Introduction to QtWebEngine
QtWebEngine integrates
chromium's web capabilities into
Qt. It ships with its own copy of ninja which it uses for the build
if it cannot find a system copy, and various copies of libraries
from ffmpeg, icu, libvpx, and zlib (including libminizip) which
have been forked by the chromium
developers.
This package is known to build and work properly using an LFS-10.0
platform.
Note
By default, ninja will use all online CPUs +2 (if at least 4
exist), even if they are not available to the current task
because the build terminal has been restricted with 'taskset'. To
work around this, see the Command Explanations below.
Unusually, the shipped GN build system (used to create the Ninja
files) requires a static libstdc++.a
although the installed libraries
correctly use the shared version. If that static library is not
present, the build will fail quite quickly. Please note that if
you try to build webengine as part of Qt and the static library is not available,
that build will either complete without installing webengine, or
else fail during the install (both variants have been observed in
5.12.0).
Package Information
Additional Downloads
qtwebengine Dependencies
Required
NSS-3.55, Python-2.7.18,
and Qt-5.15.0
Recommended
Note
If these packages are not installed, the build process will
compile and install its own (perhaps older) version, with the
side effect of increasing build and installed disk space and
build time.
either alsa-lib-1.2.3.2 or PulseAudio-13.0 (or both), FFmpeg-4.3.1, ICU-67.1, libwebp-1.1.0, libxslt-1.1.34, and Opus-1.3.1
Optional
libevent-2.1.12, Poppler-20.08.0, jsoncpp,
libsrtp, snappy
User Notes: http://wiki.linuxfromscratch.org/blfs/wiki/qtwebengine
Installation of qtwebengine
First, ensure that the local headers are available when not
building as part of the complete Qt-5.15.0:
find -type f -name "*.pr[io]" |
xargs sed -i -e 's|INCLUDEPATH += |&$$QTWEBENGINE_ROOT/include |'
Next, apply a patch that fixes issues when using gcc-10 and current
bison and also enables using system ICU version 67.1 or greater.
patch -Np1 -i ../qtwebengine-everywhere-src-5.15.0-consolidated_fixes-3.patch
Next, allow the pulseaudio library to be linked at build time,
instead of run time.
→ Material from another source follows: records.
PR #6225, opened 2020-10-19
AWS - Elasticsearch cross-account filter and remove-statements action

Lucas-Irvine:
Addresses https://github.com/cloud-custodian/cloud-custodian/issues/5070. Add a cross-account filter and remove-statements action for the elasticsearch access policies

### DIFF
--- a/c7n/resources/elasticsearch.py
+++ b/c7n/resources/elasticsearch.py
@@ -145,7 +145,9 @@ class ElasticSearchCrossAccountAccessFilter(CrossAccountAccessFilter):
                 client.describe_elasticsearch_domain_config,
                 DomainName=r['DomainName'],
                 ignore_err_codes=('ResourceNotFoundException',))
-            r[self.policy_attribute] = json.loads(result['DomainConfig']['AccessPolicies']['Options'])
+            r[self.policy_attribute] = json.loads(
+                result['DomainConfig']['AccessPolicies']['Options']
+            )
         return super().process(resources)
 
 
--- a/c7n/resources/elasticsearch.py
+++ b/c7n/resources/elasticsearch.py
@@ -180,14 +180,12 @@ class RemovePolicyStatement(RemovePolicyBase):
             'conjunction with `cross-account` filter on %s' % (self.manager.data,))
 
     def process(self, resources):
-        results = []
         client = local_session(self.manager.session_factory).client('es')
         for r in resources:
             try:
-                results += filter(None, [self.process_resource(client, r)])
+                self.process_resource(client, r)
             except Exception:
                 self.log.exception("Error processing es:%s", r['ARN'])
-        return results
 
     def process_resource(self, client, resource):
         p = resource.get('c7n:Policy')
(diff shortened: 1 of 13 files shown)


c7n/resources/elasticsearch.py
```diff
@@ -115,6 +117,99 @@ class KmsFilter(KmsRelatedFilter):
...
+            filters:
+              - type: cross-account
+    """
+    policy_attribute = 'c7n:Policy'
+    permissions = ('es:DescribeElasticsearchDomainConfig',)
+
+    def process(self, resources, event=None):
+        client = local_session(self.manager.session_factory).client('es')
+        for r in resources:
+            result = self.manager.retry(
```
kapilt, line 141: check to see if the policy attribute is already present before enrichment, in case there are multiple cross-account filters in the same policy.

c7n/resources/elasticsearch.py
```diff
@@ -115,6 +117,99 @@ class KmsFilter(KmsRelatedFilter):
...
+                client.describe_elasticsearch_domain_config,
+                DomainName=r['DomainName'],
+                ignore_err_codes=('ResourceNotFoundException',))
+            r[self.policy_attribute] = json.loads(
```
kapilt, line 145: if resource is not found, result will be none, this should be checked for, and if its the case continue in the loop

c7n/resources/elasticsearch.py
```diff
@@ -115,6 +117,99 @@ class KmsFilter(KmsRelatedFilter):
...
+        for r in resources:
+            try:
+                results += filter(None, [self.process_resource(client, r)])
+            except Exception:
+                self.log.exception("Error processing es:%s", r['ARN'])
+        return results
+
+    def process_resource(self, client, resource):
+        p = resource.get('c7n:Policy')
+        print(p)
```
JohnHillegass, line 192: Stray print statement. Do we need this anymore?

tests/test_elasticsearch.py
```diff
@@ -281,6 +282,69 @@ def test_backup_vault_kms_filter(self):
...
+        p = self.load_policy(
+            {
+                "name": "elasticsearch-cross-account",
+                "resource": "elasticsearch",
+                "filters": [{"type": "cross-account"}],
+            },
+            session_factory=session_factory,
+        )
+        resources = p.run()
+        self.assertEqual(len(resources), 1)
```
JohnHillegass, line 296: Should we also verify the condition that we had expected to match on? In this case, it seems like we wanted to match on a `"Principal": "*"`, correct?

c7n/resources/elasticsearch.py
```diff
@@ -115,6 +117,100 @@ class KmsFilter(KmsRelatedFilter):
...
+        raise PolicyValidationError(
+            '`remove-statements` may only be used in '
+            'conjunction with `cross-account` filter on %s' % (self.manager.data,))
+
+    def process(self, resources):
+        results = []
+        client = local_session(self.manager.session_factory).client('es')
+        for r in resources:
+            try:
+                results += filter(None, [self.process_resource(client, r)])
```
kapilt, line 187: nit, this expression feels a bit overly complicated, one simplification
results.extend([self.process_resource()] or [])

separate question though is why return results here, the resource is already annotated with the statements that will be removed.

tests/test_elasticsearch.py
```diff
@@ -281,6 +282,71 @@ def test_backup_vault_kms_filter(self):
...
+        access_policy = json.loads(resources[0]['AccessPolicies'])
+        self.assertIn("*", [s['Principal'] for s in access_policy.get('Statement')])
```
kapilt, line 298: we also want to verify the cross-account annotation content here on the resource.

c7n/resources/elasticsearch.py
Lucas-Irvine: Honestly I was just modeling off of the remove-statements actions I saw in other resources (e.g. in https://github.com/cloud-custodian/cloud-custodian/blob/e07e6ac6b6840a0cb747fa48d0a8ae3954088adb/c7n/resources/glacier.py and https://github.com/cloud-custodian/cloud-custodian/blob/b798824f705ddf606a0be2c92dfad2532cb6bf74/c7n/resources/sqs.py). I've changed it so there's no need for returning results now though.

tests/test_elasticsearch.py
kapilt: added check of CrossAccount violation contents in last test

kapilt (approved):
lgtm, thanks

PR #6236, opened 2020-10-21
AWS - mq-configuration tagging support

Lucas-Irvine:
Add support for tagging for the message-configuration resource.

### DIFF
--- a/c7n/resources/mq.py
+++ b/c7n/resources/mq.py
@@ -168,15 +168,8 @@ class MessageConfig(QueryResourceManager):
         cfn_type = 'AWS::AmazonMQ::Configuration'
         id = 'Id'
         arn = 'Arn'
+        arn_type = 'configuration'
         name = 'Name'
         universal_taggable = object()
 
-    def augment(self, resources):
-        client = local_session(self.session_factory).client('mq')
-        for r in resources:
-            tags = self.retry(
-                client.list_tags,
-                ResourceArn=r['Arn'],
-                ignore_err_codes=('ResourceNotFoundException',))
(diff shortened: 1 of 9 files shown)


c7n/resources/mq.py
```diff
@@ -157,3 +157,27 @@ class MarkForOpMessageBroker(TagDelayedAction):
...
+class MessageConfig(QueryResourceManager):
+
+    class resource_type(TypeInfo):
+        service = 'mq'
+        enum_spec = ('list_configurations', 'Configurations', None)
+        cfn_type = 'AWS::AmazonMQ::Configuration'
+        id = 'Id'
+        arn = 'Arn'
+        name = 'Name'
+        metrics_namespace = 'AWS/AmazonMQ'
```
kapilt, line 172: there's no metrics for a configuration

c7n/resources/mq.py
```diff
@@ -157,3 +157,26 @@ class MarkForOpMessageBroker(TagDelayedAction):
...
+        service = 'mq'
+        enum_spec = ('list_configurations', 'Configurations', None)
+        cfn_type = 'AWS::AmazonMQ::Configuration'
+        id = 'Id'
+        arn = 'Arn'
+        name = 'Name'
+        universal_taggable = object()
+
+    def augment(self, resources):
+        client = local_session(self.session_factory).client('mq')
```
kapilt, line 175: why not just fetch the metrics with universal_augment, ala augment = universal_augment its more efficient then fetching per resource as it can do batches of 20.

Lucas-Irvine: Yep, that makes way more sense. I was getting an error in universal_augment because I forgot to set the arn_type, but that's fixed now.

kapilt (approved):
thanks, lgtm

PR #6240, opened 2020-10-22
tests - A setup.cfg to help you forget about pytest cli arguments

dnouri:
Opinionated as can be (I literally should just compare the pep ignores with whatever is in tox.ini I guess), but here's a file that saves me from having to type `tests/` everytime I run tests.  Thanks for your considerations! ;-)

### DIFF
--- a/setup.cfg
+++ b/setup.cfg
@@ -1,0 +1,9 @@
+[tool:pytest]
+addopts =
+  --cov=c7n --cov-report=term-missing
+  --flakes
+  --pep8
+  -v
+  tests/
+pep8ignore =
+  * E123 E226 E501 W503


kapilt:
we don't have any interest in fragmenting into additional configuration files, pytest config is already in tox.ini and we should probably move it to pyproject.toml which is current state of the art wrt to python package config. see https://www.python.org/dev/peps/pep-0621/

dnouri:
I honestly don't understand what this has to do with tox.ini.  I think you said yourself that you do not use tox.ini in day-to-day development.  Can we consider potentially striking a balance here between duplication and convenience?

kapilt:
pytest already sources from tox.ini, it has nothing to do with tox, its about not splitting configuration into extraneous files. this should either be in tox or pyproject tool not in setup.cfg. separately its unclear why these options are needed, and certainly it seems presumptive to extant workflows wrt to supply defaults to all pytest invocations this way. use the makefile target (test-poetry) for additional options on an extant opinionated option for test runs.

dnouri:
Thanks for the details. I had not known that pytest sources from tox.ini.
Excuse the stubbornness.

This also prevents an issue with newer
pulseaudio:
sed -e '/link_pulseaudio/s/false/true/' \
-i src/3rdparty/chromium/media/media_options.gni
Finally, fix a change in the build system which allows its
developers to pass e.g. -j20 to make (for quick tests of some
areas) but breaks the build with LFS's use of the NINJAJOBS
environment variable:
sed -i 's/NINJAJOBS/NINJA_JOBS/' src/core/gn_run.pro
If an older version of the package's main library has been
installed, when the package is built separately it will link to
that in preference to its own not-yet-installed version, and fail
because of missing symbols. Prevent that by, as the root
user, moving the symlink out of the way:
if [ -e ${QT5DIR}/lib/libQt5WebEngineCore.so ]; then
mv -v ${QT5DIR}/lib/libQt5WebEngineCore.so{,.old}
fi
Install qtwebengine by running the
following commands:
mkdir build &&
cd build &&
qmake .. -- -system-ffmpeg -webengine-icu &&
make
This package does not come with a test suite.
Now, as the root
user:
make install
Remove references to the build directory from installed library
dependency (prl) files by running the following commands as the
root
user:
find $QT5DIR/ -name \*.prl \
-exec sed -i -e '/^QMAKE_PRL_BUILD_DIR/d' {} \;
Command Explanations
qmake: This will
build the included copy of ninja
if it is not already installed and use it to configure the build.
-- -system-ffmpeg
-webengine-icu: If any options are passed to qmake
they must come after '--' which must follow '..' that points to the
main directory. The options here cause it to use system ffmpeg and
system icu. If built as part of full Qt5, the system icu is
automatically used (only) by Qt5Core if it is available, but unless
this option is used webengine will always use its shipped copy of
icu, adding time and space to the build.
NINJAJOBS=4 make
: If you patched system
ninja in LFS to recognize the NINJAJOBS environment variable, this
command will run system ninja with the specified number of jobs
(i.e. 4). There are several reasons why you might want to do this:
-
Building on a subset of CPUs allows measuring the build time
for that number of processors or to run other CPU-intensive
tasks on other cores.
-
Improving the build speed on a less-well endowed 4-core
machine. On a machine with a powerful CPU and plenty of RAM,
running N+2 jobs (the ninja default for 4+ cores) for the
large working sets of the C++ compiles in this package is
typically only marginally faster than running N jobs at a
time. But for a machine with less memory it can be much
slower.
-
Reducing the number of cores being used on long running, CPU
intensive packages may alleviate heat problems.